All very good answers here and I'll take note and some Tasty Looking Smokes---Someone explain to me how can you hold on to smokes for the period of time it takes them to Bloom or Mold? I have some that are over a year old and no Bloom/Mold nothing - Now why not --I want some on my cigars . I pay just as much for my cigars!!! Ha! Ha!:biggrin:


----------



## bobbyg29-cl (Apr 21, 2007)

Not that I am an expert on this subject by any means but from the reading I have done:

Bloom/Plume = white, non crystalized, powdered-sugar dusting over entire cigar:



Mold=off-white/green, localized to specific locations, three-dimensional (comes up off cigar) and crystalized:



Therefore my conclusion would be mold too, especially if it looks similar to your Anejos which have been well-known to be moldy in recent years.


----------



## Dickson (Apr 27, 2007)

D,

I just received a selection similar to that!!!!! Small world. What happens if you moke a moldie cigar?


----------



## degarbie (Aug 12, 2007)

Bloom or mould, those are some damn nice sticks. Enjoy 'em 

Hehe, I was just thinking "Someone should get Rob in here, and settle this argument" - and what do you know, he posts.


----------



## Marlboro Cigars-cl (Feb 19, 2007)

Looks like mold, but nice haul anyhow.


----------



## smokem-cl (Aug 16, 2007)

Guys...if it's mold, you'll smell it. Nothing else in this world smells like mold!


----------



## ashauler (May 11, 2007)

Yep, I would agree with this, it jives with everything I have ever read/heard. Besides, isn't the presence of plume only an indication of the storage conditions the cigar has experienced and its age? I have had two cigars exhibit the plume characteristics below, and can honestly say I perceived no distinct improvement/change to the cigars profile having smoked many of them that had no plume.

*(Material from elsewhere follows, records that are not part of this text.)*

PR #641, opened 2025-11-17
Plot: fix plots with constant data and add manually specified tick locations

leventev:
I recently noticed that when we provide constant data the max and min values for an Axis are equal. Meaning that when we try to divide by (max - min) we divide by 0. I fixed this by increasing the max by 1 and decreasing the min by 1 when they are equal in `PlotWidget.deinit()`. I tested this and it works but I think it's worth considering adding a relative error field in `PlotWidget.Axis`. Because if the user wants to plot data that is the result of some float arithmetic then it's unlikely the floats are going to be exactly equal when they "should be equal". There will likely be some very small round-off error. For example if the max is 5.00000012 and the min is 4.9999999 then the user likely doesnt want the bounds of the plot to be these values but rather wants to see a straight line at ~5 while the bounds are 4 and 6.

Also another problem I found is that when using logarithmic scales and providing incorrect values(x <= 0) the plot silently fails and no values/ticks are displayed(since there are no min and max values). I think in this case printing warning messages would be helpful since this is unlikely to be what the user wants. A warning would help them realize something is wrong on their end. But I was hesitant to add this because it would flood the user's terminal.

Also I added the ability to manually specify the tick locations. Which is one of the features from the list discussed in #622.
On this note I think it would be worth it to create an issue with a TODO list of planned features and slowly tick them off as they are implemented. It would also make design discussions easier.

### DIFF
--- a/src/Examples/plots.zig
+++ b/src/Examples/plots.zig
@@ -146,9 +146,34 @@ pub fn plots() void {
     }
 
     {
+        const freqs = [_]f64{ 1, 1e1, 1e2, 1e3, 1e4, 1e5, 1e6, 1e7, 1e8 };
+
         const S = struct {
             var resistance: f64 = 159;
             var capacitance: f64 = 1e-6;
+
+            var xaxis: dvui.PlotWidget.Axis = .{
+                .name = "Frequency",
+                .scale = .{ .log = .{} },
+                .ticks = .{
+                    .locations = .{
+                        .custom = &freqs,
+                    },
+                    .format = .{
+                        .custom = formatFrequency,
+                    },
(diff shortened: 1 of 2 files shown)


david-vanderson:
Looks good, and I agree with everything you said:
* great catch on the constant data
* can figure out how to deal with very small ranges in the future (probably some option like you said)
* for invalid data, one thing we could do is put a label "invalid data" on top of the graph itself?
  * this helps end users, who might not be seeing any logs, but would know something went wrong
* adding a plot TODO issue sounds good - go for it!

So this is good - merge when ready.  Thank you!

Mold on the other hand has a noticeable and detrimental affect on the cigars flavor and I have no idea of the health ramifications if there are any, but have made the mold/plume decision mistake and smoked a cigar that, after lighting and taking some pulls....definitely had mold and not plume. ugh!!



bobbyg29 said:


> Not that I am an expert on this subject by any means but from the reading I have done:
> 
> Bloom/Plume = white, non crystalized, powdered-sugar dusting over entire cigar:
> 
> ...


----------



## cigarsmoka-cl (Jul 31, 2007)

If it's patchy it's mold for sure. Just wipe it off and smoke it up...Bloom is the crystallization of oils in the cigar though - usually constant RH and temp is the only way to get that. I have some cigars from the early 90s that look like the ones above (the Dimeola) - but mine is not is bloom - it's just really old, plus I know for a fact they weren't at constant RH and temp the whole time...


----------



## Chuffy (May 9, 2007)

I see tiny plumes on some of my cigars, brand new. When I say tiny, I mean tiny. I am nearsighted, so I can see things real good close up. I think my Punch maduros have plume, and I just got them a couple weeks ago.

Is this a plume thread now?

Nice bomb!


----------



## Chuffy (May 9, 2007)

Bloom plume ploom blume. Bloomin' plume!!


----------



## tx_tuff (Jun 16, 2007)

Damn david see what you started LOL


----------



## Shelby07 (May 1, 2007)

Hey David, Not to beat a dead horse, but those are nice sticks and I'd hate to see them ruined.

Here's an excerpt from the cigarnexus.com web site. These guys haven't kept up the site, but they seem knowledgable. Hope this helps.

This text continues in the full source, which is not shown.